4.3. Ring of charge inside a grounded conducting sphere

This is the “inverse” of the previous problem. A ring of radius a and uniform charge density $λ$ (total charge $q = 2 π a λ$ ) is inside a grounded conducting sphere of radius R, see figure 6a. We wish to obtain the electric field in the region $0 \leq r \leq R$ . This exercise is solved respectively in sections 9.4 and 3.10 of references [⁵[5] K.D. Machado, Eletromagnetismo (Toda Palavra Editora, Niterói, 2012), v. 1., ⁶[6] J.D. Jackson, Classical Electrodynamics (Wiley, Nova Jersey, 1998), 3ª ed.] via the spherical Green's function expansion. Here we will directly use the results derived in subsection 4.2, together with the method of inversion, $r \to R^{2} / r$ . With the inversion, the intervals $r \geq b$ and $R \leq r \leq b$ are mapped, respectively, to $0 \leq r \leq (R / b) R$ , and $(R / b) R \leq r \leq R$ . In this procedure, it is clear that the outer and inner rings have changed places, so the physical ring now has radius $a = (R / b) R < R$ , while the image ring has radius $b = (R / a) R > R$ . That is, the inversion method swapped the real ring and the image ring, keeping the sphere of radius R invariant, see figure 6b.

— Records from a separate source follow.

PR #1194, opened 2022-12-07
added signature and logic for BasisOfRows/BasisOfColumns

mohamed-barakat:

PR #1196, opened 2022-12-07
installed derivations for Abelian categories

mohamed-barakat:
* IsomorphismFromImageObjectToKernelOfCokernel
* IsomorphismFromKernelOfCokernelToImageObject
* IsomorphismFromCoimageToCokernelOfKernel
* IsomorphismFromCokernelOfKernelToCoimage

PR #1197, opened 2022-12-07
Add(Co)ImageObject, AddImageEmbedding/CoimageProjectionWithGiven*

mohamed-barakat:
to category of rows over a field

addresses https://github.com/homalg-project/CAP_project/pull/1194#discussion_r1042180284

### DIFF
--- a/FreydCategoriesForCAP/PackageInfo.g
+++ b/FreydCategoriesForCAP/PackageInfo.g
@@ -10,7 +10,7 @@ SetPackageInfo( rec(
 
 PackageName := "FreydCategoriesForCAP",
 Subtitle := "Freyd categories - Formal (co)kernels for additive categories",
-Version := "2022.12-01",
+Version := "2022.12-02",
 Date := Concatenation( "01/", ~.Version{[ 6, 7 ]}, "/", ~.Version{[ 1 .. 4 ]} ),
 License := "GPL-2.0-or-later",
 
@@ -87,7 +87,7 @@ PackageDoc := rec(
 
 Dependencies := rec(
   GAP := ">= 4.12.1",
-  NeededOtherPackages := [ [ "CAP", ">= 2022.11-06" ],
+  NeededOtherPackages := [ [ "CAP", ">= 2022.12-07" ],
                            [ "MatricesForHomalg", ">= 2021.07-01" ],
                            [ "GradedRingForHomalg", ">=2019.08.07" ],
                            [ "MonoidalCategories", ">= 2022.06-01" ],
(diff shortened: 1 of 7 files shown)


zickgraf:
Comparing the compiled code here to the code in https://github.com/homalg-project/CAP_project/pull/1194 shows many improvements: often objects are computed in a simpler way, and the isomorphisms actually translate between `BasisOfRows( matrix )` and `SyzygiesOfRows( SyzygiesOfColumns( matrix ) )` (i.e. as expected there would have been inconsistencies if viewing them as equal).

`(Inverse)MorphismFromCoimageToImage` uses `IsomorphismFromKernelOfCokernelToImageObject` and thus has some changes, too. It could potentially be simplified by the following logic template:
```
CapJitAddLogicTemplate(
    rec(
        variable_names := [ "A", "B", "C" ],
        src_template := "RightDivide( B, A ) * RightDivide( A, C )",
        dst_template := "RightDivide( B, C )",
    )
);
```
(I think, please double-check :D )

mohamed-barakat:
I rebased this PR onto `master`, i.e., without the derivations from PR https://github.com/homalg-project/CAP_project/pull/1196. Several operations got higher weights and the compiled code for the following operations got more complicated:

* InverseMorphismFromCoimageToImageWithGivenObjects
* IsomorphismFromCoimageToCokernelOfKernel
* IsomorphismFromKernelOfCokernelToImageObject
* MorphismFromCoimageToImageWithGivenObjects

Without PR https://github.com/homalg-project/CAP_project/pull/1196 the suggested logic template had no effect.

zickgraf:
That's because `IsomorphismFromKernelOfCokernelToImageObject` is derived as the inverse of `IsomorphismFromKernelOfCokernelToImageObject` instead of dually to `IsomorphismFromImageObjectToKernelOfCokernel`. With "dually" I mean using the universality of the kernel (`KernelLift`) instead of the universality of the image (`UniversalMorphismFromImage`). You should still do this as part of #1196, sorry if my comment there was misleading.

zickgraf:
Ah, sorry, copy-paste mistake, it should read:

That's because `IsomorphismFromKernelOfCokernelToImageObject` is derived as the inverse of `IsomorphismFromImageObjectToKernelOfCokernel` instead of dually to the derivation of `IsomorphismFromImageObjectToKernelOfCokernel` which I linked in https://github.com/homalg-project/CAP_project/pull/1196.

zickgraf:
For future reference: The CI failures, e.g. in Algebroids, show that `SyzygiesOfRows( SyzygiesOfColumns( m ) ) <> BasisOfRows( m )` in general as expected. So https://github.com/homalg-project/CAP_project/pull/1194 would indeed have lead to inconsistencies.

PR #1210, opened 2022-12-19
Derive EmbeddingOfEqualizer / ProjectionOntoCoequalizer

TKuh:
Third part of https://github.com/homalg-project/CAP_project/pull/1124.


zickgraf (changes requested):
Please also derive the universal morphisms in the same way as `UniversalMorphismIntoFiberProduct` is derived from `DirectSumDiagonalDifference` and `KernelLift`, instead of relying on the general derivation as a (co)lift. This probably will not change anything for MatrixCategory, because there any (co)lift boils down to a `RightDivide` or `LeftDivide`, but in general computing a special kernel lift could be much faster than computing an arbitrary lift.

TKuh:
> Please also derive the universal morphisms in the same way as `UniversalMorphismIntoFiberProduct` is derived from `DirectSumDiagonalDifference` and `KernelLift`, instead of relying on the general derivation as a (co)lift. This probably will not change anything for MatrixCategory, because there any (co)lift boils down to a `RightDivide` or `LeftDivide`, but in general computing a special kernel lift could be much faster than computing an arbitrary lift.

Done. Thank you for the nice explanation!

CAP/gap/DerivedMethods.gi
```diff
@@ -2489,6 +2531,42 @@ AddDerivationToCAP( DirectSumProjectionInPushout,
...
+                      [ PreCompose, 1 ],
+                      [ IsomorphismFromCoequalizerToCokernelOfJointPairwiseDifferencesOfMorphismsFromCoproduct, 1 ] ],
+                    
+  function( cat, A, diagram )
+    local cokernel_proj_of_pairwise_differences;
+    
+    cokernel_proj_of_pairwise_differences := CokernelProjection( cat, JointPairwiseDifferencesOfMorphismsFromCoproduct( cat, A, diagram ) );
+    
+    return PreCompose( cat, cokernel_proj_of_pairwise_differences,
+                       IsomorphismFromCoequalizerToCokernelOfJointPairwiseDifferencesOfMorphismsFromCoproduct( cat, A, diagram ) );
```
zickgraf, line 2565:
```suggestion
                       IsomorphismFromCokernelOfJointPairwiseDifferencesOfMorphismsFromCoproductToCoequalizer( cat, A, diagram ) );
```

CAP/gap/DerivedMethods.gi
```diff
@@ -2489,6 +2531,42 @@ AddDerivationToCAP( DirectSumProjectionInPushout,
...
+                    
+  function( cat, A, diagram )
+    local kernel_of_pairwise_differences;
+    
+    kernel_of_pairwise_differences := KernelEmbedding( cat, JointPairwiseDifferencesOfMorphismsIntoDirectProduct( cat, A, diagram ) );
+    
+    return PreCompose( cat, IsomorphismFromEqualizerToKernelOfJointPairwiseDifferencesOfMorphismsIntoDirectProduct( cat, A, diagram ),
+                       kernel_of_pairwise_differences );
+    
+end : CategoryFilter := IsPreAbelianCategory,
```
zickgraf, line 2549: Why is `IsPreAbelianCategory` required?

CAP/gap/DerivedMethods.gi
```diff
@@ -618,6 +618,48 @@ AddDerivationToCAP( UniversalMorphismFromCoproduct,
...
+                            
+  function( cat, A, diagram, test_object, tau )
+    local joint_pairwise_differences, cokernel_colift;
+    
+    joint_pairwise_differences := JointPairwiseDifferencesOfMorphismsFromCoproduct( cat, A, diagram );
+    
+    cokernel_colift := CokernelColift( cat, joint_pairwise_differences, test_object, tau );
+    
+    return PreCompose( cat,
+             IsomorphismFromCokernelOfJointPairwiseDifferencesOfMorphismsFromCoproductToCoequalizer( cat, A, diagram ),
```
zickgraf, line 657:
```suggestion
             IsomorphismFromCoequalizerToCokernelOfJointPairwiseDifferencesOfMorphismsFromCoproduct( cat, A, diagram ),
```

zickgraf (changes requested):

CAP/gap/DerivedMethods.gi
TKuh: I think it's not. At the time I wrote the code, I thought it would be good style to add `CategoryFilter` and it survived my changes since then.

zickgraf (approved):

PR #1214, opened 2023-01-09
Only derive (co)image via kernel and cokernel if category is abelian

zickgraf:
This condition originally was part of the final derivation for `ImageEmbedding` (before `IsomorphismFromImageObjectToKernelOfCokernel` etc. existed) but was lost in d2734eeb70542ffcd3206107a972c198967a5d11.


sebastianpos (approved):
Yes, since the specifications in CAP say that an image is given by a universal mono-something factorization, it is indeed safe to assume that the category is abelian.

zickgraf:
Thanks for the fast review!

PR #1221, opened 2023-01-16
Handle `IsNTuple` explicitly in CAP_INTERNAL_REPLACE_STRING_WITH_FILTER

zickgraf:
@mohamed-barakat Please test if this fixes the issues you are seeing in https://github.com/homalg-project/CategoricalTowers/pull/12#issuecomment-1382857958.


mohamed-barakat:
There is still something broken. However, I made a PR to `CategoricalTowers` which will currently fail. For it to load CAP please rebase and bump `CAP`'s version to `2023.01-06`. Then you can see where it is broken.

PR #1224, opened 2023-01-17
Allow to resolve calls of operations without category as first argument

zickgraf:
if the data types of the arguments can be determined.

The recommended best practice remains to explicitly give the category as the first argument.


zickgraf:
Note @ all: This PR will expand the type inference, so don't be surprised if new warnings about functions without type signatures pop up. I have tried to keep the additional requirements minimal. In any case, the warnings should not affect the compilation result at all.

PR #103, opened 2021-09-27
Add token field to reward claim

tintinthong:
reward claim event is missing a token field. this helps us understand what token is being claimed. It is unimportant now because card.cpxd is the only reward token but it will be important later when we add facility for other tokens.

subgraph `RewardeeClaim` doesn't track this. Following a deploy of cardpay protocol to sokol we need to:
- update contract in sdk
- update abi of reward pool in sdk
- add token field into `RewardeeClaim` entity

**BREAKING CHANGE due to change of event structure**

### DIFF
--- a/contracts/RewardPool.sol
+++ b/contracts/RewardPool.sol
@@ -21,6 +21,7 @@ contract RewardPool is Initializable, Versionable, Ownable {
     address rewardProgramID,
     address rewardee,
     address rewardSafe,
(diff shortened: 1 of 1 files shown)


tintinthong:
I guess to make this deploy more seamless it should go in with eip1271 pr

habdelra (approved):
looks good

PR #107, opened 2021-10-12
Upgradeable contracts with deploy and tests

alexspeller:
Make OZ contracts upgradeable, add to deploy script, and add a build step that tests deploy / upgrade


habdelra (approved):
aside from the concern around setting an owner in the commerce protocol contracts, this looks good

PR #117, opened 2021-10-24
Fix import casing error

tintinthong:
When I run `yarn build:clean` I get an error

```
Error HH409: Trying to import CardPay-Contracts/contracts/BaseERC20.sol from contracts/commerce-protocol/Contracts.sol, but it has an incorrect casing.
```

This change fixes the build


tintinthong:
Ooops hmmm thought it worked on my local. Let me check

PR #123, opened 2021-11-01
Make prepaid card test less-stateful

tintinthong:
Wanted to make each test isolated using the `only()` primitive. So now, the test would work with `test.only` or `describe.only`. Previously, some test were dependent on previous test in previous describe blocks running.


habdelra (approved):
Looks great, thx!

PR #129, opened 2021-11-02
Remove program function to use governance admin

tintinthong:
- adds `governanceAdmin` to reward manager
- modifies `removeRewardProgram` to only be called by `governanceAdmin`. So far `removeRewardProgram` is the only governance-level function exposed by the reward manager.


contracts/RewardManager.sol
```diff
@@ -54,6 +54,7 @@ contract RewardManager is Ownable, Versionable, Safe {
   uint256 public rewardeeRegistrationFeeInSPEND;
   uint256 public rewardProgramRegistrationFeeInSPEND;
   address payable public rewardFeeReceiver; // will receive receive all fees
+  address public governanceAdmin; // eoa with governance powers
```
alex-cardstack, line 57: Is the reward manager contract deployed yet? If so, I think adding this here will break storage layout when the implementation is upgraded.

contracts/RewardManager.sol
```diff
@@ -103,6 +109,7 @@ contract RewardManager is Ownable, Versionable, Safe {
     rewardeeRegistrationFeeInSPEND = _rewardeeRegistrationFeeInSPEND;
     rewardProgramRegistrationFeeInSPEND = _rewardProgramRegistrationFeeInSPEND;
     versionManager = _versionManager;
+    governanceAdmin = _governanceAdmin;
```
alex-cardstack, line 112: Do we need a setter so we can update this?

contracts/RewardManager.sol
```diff
@@ -127,7 +134,7 @@ contract RewardManager is Ownable, Versionable, Safe {
     emit RewardProgramCreated(rewardProgramID, admin);
   }
 
-  function removeRewardProgram(address rewardProgramID) external onlyOwner {
+  function removeRewardProgram(address rewardProgramID) external onlyGovernanceAdmin {
```
alex-cardstack, line 137: This now means the owner cannot call the method, _only_ the governance admin.

Does it make sense to have a `onlyOwnerOrGovernanceAdmin` modifier for this purpose?

contracts/RewardManager.sol
habdelra: It will not be upgrade safe, but we are still in the mode of making destructive changes to the rewards contracts since we have no real clients yet.

contracts/RewardManager.sol
habdelra: We’ve been saving on contract size by consolidating the setters into this general setup() function

contracts/RewardManager.sol
```diff
@@ -86,7 +91,8 @@ contract RewardManager is Ownable, Versionable, Safe {
     uint256 _rewardeeRegistrationFeeInSPEND,
     uint256 _rewardProgramRegistrationFeeInSPEND,
     address[] calldata _eip1271Contracts,
-    address _versionManager
+    address _versionManager,
+    address _governanceAdmin
```
habdelra, line 95: Not a super big deal, but I’ve been trying to keep the version manager address as the last param in the setup function for consistency sake

habdelra (approved):
Looks good

contracts/RewardManager.sol
habdelra: When @tintinthong is ready for the SDK updates, the subgraph will be updated to start indexing this contract  at the block the new reward manager is deployed

contracts/RewardManager.sol
tintinthong: I wud think to keep it simple. The owner is the deployer. The governance admin is a dao or an eoa under our control.  There is nothing stopping the the owner to configure the governance admin to point to itself. This edit wud just be purely for convenience -- don't think we need that.

alex-cardstack (approved):

contracts/RewardManager.sol
tintinthong: there are quite a few changes happening at the same time. I will bottle up all those in a single sdk update.

PR #130, opened 2021-11-02
Add blob as rule

tintinthong:
- pr is mainly just adding blob as rule to card protocol
- consideration of size of bytes passed into function. Turns out the based on empirical analysis the bytes parameter does not overkill gas as discussed [here](https://linear.app/cardstack/issue/CS-2350/size-of-bytes-for-proof-and-addrewardrule)
- added unhappy test for `removeRewardProgram`. All functions cannot be executed after `removeRewardProgram` is called except `transferRewardSafe`
- change `rewardProgramLock` to a toggle rather than a switch off-only function
- remove `removeRewardRule`. We just want the `governanceAdmin` to interact by removing reward program -- easy and simple.


contracts/RewardManager.sol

The same is true to the image charge $q_{I} = - (R / b) q \to q_{I} = - (R a / R^{2}) q = - (a / R) q < q$ . The final electrostatic potential is

Figure 6
(a) Ring of charge with radius a inside a grounded conducting sphere of radius R. (b) The inversion method maps the real ring (in blue) to the image ring (in red), and vice-versa. The conducting sphere (dashed circle) is not affected by the operation.

(24)

ϕ (r, θ) = \frac{R}{r} ϕ_{s a t u r n} (\frac{R^{2}}{r}, θ) |_{b = \frac{R^{2}}{a}},

where $ϕ_{s a t u r n}$ is given by Eqs. (20) and (21). In the region $0 \leq r \leq a$ , we have

(25)

\begin{array}{l} ϕ_{<} (r, θ) = \frac{q}{4 π ε_{0} R} \sum_{n = 0}^{\infty} \frac{{(- 1)}^{n}}{2^{2 n}} \frac{(2 n)!}{{(n!)}^{2}} \times \\ [{(\frac{r}{a})}^{2 n} - {(\frac{a}{R})}^{4 n + 1} {(\frac{r}{a})}^{2 n}] P_{2 n} (\cos θ) . \end{array}

while in $a \leq r \leq R$ , the potential is

(26)

\begin{array}{l} ϕ_{>} (r, θ) = \frac{q}{4 π ε_{0} R} \sum_{n = 0}^{\infty} \frac{{(- 1)}^{n}}{2^{2 n}} \frac{(2 n)!}{{(n!)}^{2}} \times \\ [{(\frac{a}{r})}^{2 n + 1} - {(\frac{a}{R})}^{4 n + 1} {(\frac{r}{a})}^{2 n}] P_{2 n} (\cos θ), \end{array}

From this result, we extract the surface charge density on the conductor

(27)

\begin{array}{l} σ (θ) = - ε_{0} \frac{\partial ϕ_{>} (R, θ)}{\partial r} \\ = - \frac{q (a / R)}{4 π ε_{0} R^{2}} \sum_{n = 0}^{\infty} \frac{{(- 1)}^{n} (4 n + 1)}{2^{2 n}} \frac{(2 n)!}{{(n!)}^{2}} {(\frac{a}{R})}^{2 n} \\ \times P_{2 n} (\cos θ), \end{array}

which is exactly equation (22) with $R / b \to a / R$ . The curves in figure 4 are also valid here (with the corresponding exchange) and the induced charge is equal to the image charge $Q_{i n d} = - q (a / R)$ . The electric field lines for $a = R / 2$ are as described in figure 7. All lines end at the conductor surface, and note that for $r < a$ the lines “run away” from the plane of the ring.

Figure 7
Electric field lines on the plane

{x = 0}

for case 4.3 with

a = R / 2

. The two black dots represent the intersection of the ring with the plane, the dashed circle indicates the sphere of radius a, and the full black circle is the grounded conductor of radius R.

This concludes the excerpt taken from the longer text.